On the subject of so-called conversion therapy — the wholly discredited and dangerous idea that LGBTQ children can be “made straight” — she opposes government bans, even though jurisdictions throughout the Western world have introduced them and agree with the World Health Organization that the procedure is a “serious threat to the health and well-being” of its victims. Opponents of such bans are invariably Christian conservatives. We know from a mass of evidence that the approach is unscientific, had led to self-harm and suicide, and — of course — rests on the premise that homosexuality is undesirable.
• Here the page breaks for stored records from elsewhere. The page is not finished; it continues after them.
PR #3032, opened 2016-06-01
Update grammar for Coq

Zimmi48:
This update is supposed to fix the issue reported here: https://github.com/mkolosick/Sublime-Coq/issues/5


arfon:
Thanks @Zimmi48 - we actually update the grammars automatically on each release of Linguist. I'll be releasing a new gem later today (hopefully).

Lewis describes herself as ”pro-life, no hidden agenda,” although that’s a misnomer that actually means anti-abortion. She has said she believes in banning sex-selective abortions, would increase funding for pregnancy centres that counsel women about their alternatives to abortion, and would end Canadian funding for international abortions. Gender-based abortions are certainly an issue, but they are also a common first step toward a critique of abortion itself. The “pregnancy centres” are vehemently anti-abortion, and funding abortion in developing countries is about saving the lives of women who live in extreme conditions of oppression and inequality.

Lewis also wants to restrict access to medical aid in dying, yet a well-regulated and strictly monitored policy that allows those close to death and in great pain to end their lives on their own terms, surrounded by their loves ones, seems only compassionate. The alternative to dying in dignity in such cases is not living, but dying alone and in pain.

A healthy democracy requires diversity of opinion and open debate. But it should also, responsibly and within reason, expand and not limit citizens’ rights. Lewis is likely to be an MP before very long, could be in government, and will have great influence within her party. Questions need to be asked and answers — authentic answers — provided.